PR #1147, opened 2020-10-14
chore: switch to @dhis2/ui tabs (DHIS2-9699)

turban:

This PR replaces Material UI tab components with equivalents from @dhis2/ui. Some wrapper components was created to have a single onChange handler which simplifies the code in the layer dialogs. Please note that only the tabs are updated, there are still several Material UI components in the layer dialogs (will be fixed in separate PRs). 

After this PR:

Screenshot 2020-10-14 at 19 00 57
Screenshot 2020-10-14 at 19 01 11
Screenshot 2020-10-14 at 19 01 24
Screenshot 2020-10-14 at 19 01 38
Screenshot 2020-10-14 at 19 01 55
Screenshot 2020-10-14 at 19 02 08

Before this PR: 

Screenshot 2020-10-14 at 19 03 24
Screenshot 2020-10-14 at 19 03 35
Screenshot 2020-10-14 at 19 03 48
Screenshot 2020-10-14 at 19 04 01
Screenshot 2020-10-14 at 19 04 13
Screenshot 2020-10-14 at 19 04 22

### DIFF
--- a/src/components/core/Tab.js
+++ b/src/components/core/Tab.js
@@ -1,15 +1,29 @@
-import React from 'react';
-import { withStyles } from '@material-ui/core/styles';
-import { Tab as MuiTab } from '@material-ui/core';
+import React, { useContext, useCallback } from 'react';
+import PropTypes from 'prop-types';
+import { Tab as UiTab } from '@dhis2/ui';
+import { TabContext } from './Tabs';
 
-const styles = {
-    root: {
-        minWidth: 0,
-        fontSize: 14,
-    },
+const Tab = ({ value, dataTest, children }) => {
+    const { tab, onChange } = useContext(TabContext);
+
+    // onChange is from the parent component
+    const onClick = useCallback(() => {
+        if (value !== tab) {
+            onChange(value);
+        }
+    }, [value, tab, onChange]);
+
+    return (
+        <UiTab selected={value === tab} onClick={onClick} dataTest={dataTest}>
+            {children}
+        </UiTab>
+    );
 };
 
-// Styled wrapper around MUI Tab
-const Tab = props => <MuiTab {...props} />;
+Tab.propTypes = {
+    value: PropTypes.string.isRequired,
+    dataTest: PropTypes.string,
+    children: PropTypes.node.isRequired,
+};
 
-export default withStyles(styles)(Tab);
+export default Tab;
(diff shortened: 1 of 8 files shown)


src/components/core/Tab.js
```diff
@@ -1,15 +1,29 @@
...
+import React, { useContext, useCallback } from 'react';
+import PropTypes from 'prop-types';
+import { Tab as UiTab } from '@dhis2/ui';
+import { TabContext } from './Tabs';
+
+const Tab = ({ value, dataTest, children }) => {
+    const { tab, onChange } = useContext(TabContext);
+
+    // onChange is from the parent component
+    const onClick = useCallback(() => {
```
edoardo, line 10: I'm not very familiar with `useCallback` yet.
Is this really required here?

src/components/edit/BoundaryDialog.js
```diff
@@ -118,11 +118,8 @@ class BoundaryDialog extends Component {
         return (
             <div data-test="boundarydialog">
                 <Tabs value={tab} onChange={tab => this.setState({ tab })}>
```
edoardo, line 120: I wonder if this can be simplified by using directly `TabBar` and `Tab` from `ui` in these places.
The custom components `Tabs` and `Tab` don't seem to do anything special that won't work with the `ui` counterparts?
Maybe wrapping was necessary before because of MUI? Or was it a choice to wrap everything to not bind Maps app to any particular UI library and allow for easy replacement of the underlying UI lib?

cooper-joe:
The switch to `ui` looks good to me. 

My only comment is whether we could remove the single 'style' tab on Earth Engine layer? Tabs should only really be used if there is two or more of them. Perhaps out of scope of this PR, but I would suggest that change if there is never a second/third tab available for earth engine layers.

cooper-joe (approved):

edoardo (approved):
Overall LGTM, but I'm wondering if we want to simplify the use of wrappers for components?

src/components/edit/BoundaryDialog.js
turban: TabBar don't have an onChange handler, so each tab needs a selected state and an onClick handler, so I felt this was simplifying the code on the layer dialogs.

turban:
> My only comment is whether we could remove the single 'style' tab on Earth Engine layer? Tabs should only really be used if there is two or more of them. Perhaps out of scope of this PR, but I would suggest that change if there is never a second/third tab available for earth engine layers.

Fixed!

src/components/core/Tab.js
turban: useCallback removed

━━━━━━━━━━━━━━━━━━━━

▶ _Exercise instructions_:
Find the word "would" in the entries and show each line where it is found.

▶ _Response box_:
My only comment is whether we could remove the single 'style' tab on Earth Engine layer? Tabs should only really be used if there is two or more of them. Perhaps out of scope of this PR, but I would suggest that change if there is never a second/third tab available for earth engine layers.
> My only comment is whether we could remove the single 'style' tab on Earth Engine layer? Tabs should only really be used if there is two or more of them. Perhaps out of scope of this PR, but I would suggest that change if there is never a second/third tab available for earth engine layers.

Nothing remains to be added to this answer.